Practical/Vocational Nursing Exit Exam (HESI) | Key Domains: Safe & Effective Care
Environment (Safety, Infection Control, Coordinated Care), Health Promotion &
Maintenance, Psychosocial Integrity, Basic Care & Comfort, Pharmacological Therapies,
Reduction of Risk Potential, and Physiological Adaptation | Expert-Aligned Structure | HESI
Exit Exam Format
Introduction
This structured HESI PN Exit Exam for 2026/2027 provides a comprehensive set of
exam-style questions with correct answers and rationales designed to predict NCLEX-PN
readiness. It emphasizes the application of nursing knowledge within the scope of practice
for the Licensed Practical/Vocational Nurse, focusing on safe patient care, accurate data
collection, medication administration, and recognizing findings that must be reported.
Exam Structure:
● Comprehensive HESI PN Exit Exam: (150 QUESTIONS)
Answer Format
All correct answers must appear in bold and cyan blue, accompanied by concise rationales
explaining the LPN/LVN's appropriate action within their scope, the foundational principle
of care, the rationale for a specific observation or intervention, and why alternative options
are outside the PN's scope, unsafe, or represent an incorrect delegation of tasks.
Comprehensive HESI PN Exit Exam (150 Questions)
,1. A client with type 2 diabetes is prescribed metformin. Which statement by the
client indicates understanding of the medication teaching?
A. “I will stop taking this if I feel nauseated.”
B. “I can take this with my evening meal only.”
C. “I should call my doctor if I develop muscle pain or weakness.”
D. “This medication will make me gain weight.”
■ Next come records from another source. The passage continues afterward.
PR #5859, opened 2026-03-24
chore(loki.sourcer.kubernetes, loki.source.podlogs): Use fanout, consume and drain

kalleep:
### Pull Request Details
Use shared functions and structure to make migration easier in the future

Part of: https://github.com/grafana/alloy/issues/5826

### PR Checklist

- [ ] Documentation added
- [ ] Tests updated

### DIFF
--- a/internal/component/loki/source/podlogs/podlogs.go
+++ b/internal/component/loki/source/podlogs/podlogs.go
@@ -160,7 +160,6 @@ func (c *Component) Run(ctx context.Context) error {
 			if c.tailer != nil {
 				c.tailer.Stop()
 			}
-
 		})
 	}()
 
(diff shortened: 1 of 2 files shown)


internal/component/loki/source/podlogs/podlogs.go
```diff
@@ -152,73 +150,47 @@ func New(o component.Options, args Arguments) (*Component, error) {
 
 // Run implements component.Component.
 func (c *Component) Run(ctx context.Context) error {
```
ptodev, line 152: I wonder if all those loki components can share the same Run() function in a similar way to how the otelcol ones do. It'd avoid repetition and in the future if anyone wants to update this patter, it'd be in one place.

kalleep: Yes I think so. I want to migrate all components first and then we can create abstractions for it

Rationale: Metformin can rarely cause lactic acidosis, which presents with muscle pain,
weakness, and malaise. The client should report these symptoms immediately. Nausea is
common initially but not a reason to stop (A). Metformin is usually taken with meals, often
twice daily (B). It is weight-neutral or may cause mild weight loss (D).
2. An LPN is assigned to care for a client with a new colostomy. Which action is within
the LPN’s scope of practice?
A. Teaching the client how to irrigate the colostomy
B. Changing the colostomy pouch and assessing stoma appearance
C. Determining the need for a new appliance based on skin breakdown
, D. Developing a long-term ostomy care plan
Rationale: Changing the pouch and assessing the stoma (color, moisture, size) are
routine tasks within the LPN scope. Initial teaching (A), complex assessment for skin
breakdown requiring plan changes (C), and care planning (D) are RN responsibilities.
3. A client reports sudden onset of shortness of breath and chest pain after
abdominal surgery. The LPN should first:
A. Administer PRN oxygen via nasal cannula
B. Elevate the head of the bed
C. Notify the RN or physician immediately
D. Obtain vital signs including oxygen saturation
Rationale: Sudden dyspnea and chest pain post-op suggest pulmonary embolism—a
life-threatening emergency. While obtaining vitals (D) and positioning (B) are supportive, the
LPN must immediately notify the RN or provider because rapid intervention is critical.
Oxygen (A) may be given per protocol, but notification takes priority.
4. Which finding in a client with heart failure requires immediate reporting to the
RN?
A. Weight gain of 1 lb in 24 hours
, B. Mild ankle edema
C. Respiratory rate of 28 breaths/min with crackles in lung bases
D. Fatigue with ambulation
Rationale: Tachypnea and crackles indicate worsening pulmonary congestion and
possible acute decompensation. This requires prompt intervention. Weight gain of 1 lb (A)
is not significant; 2–3 lbs/day is concerning. Mild edema (B) and fatigue (D) are chronic
manifestations.
5. A client is receiving IV potassium chloride. The LPN notes the IV site is red,
swollen, and painful. The best action is to:
A. Slow the infusion rate
B. Apply warm compresses
C. Stop the infusion and notify the RN
D. Flush the line with normal saline
Rationale: Signs of phlebitis or infiltration require stopping the infusion
immediately—especially with potassium, which is highly irritating—and notifying the
RN. Continuing (A, D) or applying heat (B) could worsen tissue damage.